* Work request: Whatever the records below say, write them all out exactly.

* Record extracts:
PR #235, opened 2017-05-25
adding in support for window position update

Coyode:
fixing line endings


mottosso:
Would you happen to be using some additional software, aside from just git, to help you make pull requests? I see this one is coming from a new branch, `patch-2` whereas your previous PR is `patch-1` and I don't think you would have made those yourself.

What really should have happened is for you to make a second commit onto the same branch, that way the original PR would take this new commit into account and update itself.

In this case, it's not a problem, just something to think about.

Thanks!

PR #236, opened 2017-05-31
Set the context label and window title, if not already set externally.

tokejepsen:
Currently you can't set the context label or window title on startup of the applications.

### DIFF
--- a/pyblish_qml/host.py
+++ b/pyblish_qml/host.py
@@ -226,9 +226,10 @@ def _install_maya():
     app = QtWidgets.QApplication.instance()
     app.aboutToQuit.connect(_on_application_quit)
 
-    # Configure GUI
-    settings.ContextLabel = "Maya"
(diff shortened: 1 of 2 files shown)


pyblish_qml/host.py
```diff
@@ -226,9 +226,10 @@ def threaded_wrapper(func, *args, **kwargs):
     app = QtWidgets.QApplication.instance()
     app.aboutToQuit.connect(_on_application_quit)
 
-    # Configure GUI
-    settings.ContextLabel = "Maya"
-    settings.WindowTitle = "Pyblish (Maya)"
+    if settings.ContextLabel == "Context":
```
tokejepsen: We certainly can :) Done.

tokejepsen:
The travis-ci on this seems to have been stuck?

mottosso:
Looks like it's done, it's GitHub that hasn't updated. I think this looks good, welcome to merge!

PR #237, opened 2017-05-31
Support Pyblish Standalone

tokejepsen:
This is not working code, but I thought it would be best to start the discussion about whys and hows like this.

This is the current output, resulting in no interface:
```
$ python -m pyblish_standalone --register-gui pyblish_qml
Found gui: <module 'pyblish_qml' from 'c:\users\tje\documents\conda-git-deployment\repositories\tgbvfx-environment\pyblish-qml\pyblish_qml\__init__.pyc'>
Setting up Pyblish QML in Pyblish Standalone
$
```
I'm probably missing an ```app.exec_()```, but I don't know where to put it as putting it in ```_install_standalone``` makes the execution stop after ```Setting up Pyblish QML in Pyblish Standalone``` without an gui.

* Result for this task:
PR #235, opened 2017-05-25
adding in support for window position update

Coyode:
fixing line endings


mottosso:
Would you happen to be using some additional software, aside from just git, to help you make pull requests? I see this one is coming from a new branch, `patch-2` whereas your previous PR is `patch-1` and I don't think you would have made those yourself.

What really should have happened is for you to make a second commit onto the same branch, that way the original PR would take this new commit into account and update itself.

In this case, it's not a problem, just something to think about.

Thanks!

PR #236, opened 2017-05-31
Set the context label and window title, if not already set externally.

tokejepsen:
Currently you can't set the context label or window title on startup of the applications.

### DIFF
--- a/pyblish_qml/host.py
+++ b/pyblish_qml/host.py
@@ -226,9 +226,10 @@ def _install_maya():
     app = QtWidgets.QApplication.instance()
     app.aboutToQuit.connect(_on_application_quit)
 
-    # Configure GUI
-    settings.ContextLabel = "Maya"
(diff shortened: 1 of 2 files shown)


pyblish_qml/host.py
```diff
@@ -226,9 +226,10 @@ def threaded_wrapper(func, *args, **kwargs):
     app = QtWidgets.QApplication.instance()
     app.aboutToQuit.connect(_on_application_quit)
 
-    # Configure GUI
-    settings.ContextLabel = "Maya"
-    settings.WindowTitle = "Pyblish (Maya)"
+    if settings.ContextLabel == "Context":
```
tokejepsen: We certainly can :) Done.

tokejepsen:
The travis-ci on this seems to have been stuck?

mottosso:
Looks like it's done, it's GitHub that hasn't updated. I think this looks good, welcome to merge!

PR #237, opened 2017-05-31
Support Pyblish Standalone

tokejepsen:
This is not working code, but I thought it would be best to start the discussion about whys and hows like this.

This is the current output, resulting in no interface:
```
$ python -m pyblish_standalone --register-gui pyblish_qml
Found gui: <module 'pyblish_qml' from 'c:\users\tje\documents\conda-git-deployment\repositories\tgbvfx-environment\pyblish-qml\pyblish_qml\__init__.pyc'>
Setting up Pyblish QML in Pyblish Standalone
$
```
I'm probably missing an ```app.exec_()```, but I don't know where to put it as putting it in ```_install_standalone``` makes the execution stop after ```Setting up Pyblish QML in Pyblish Standalone``` without an gui.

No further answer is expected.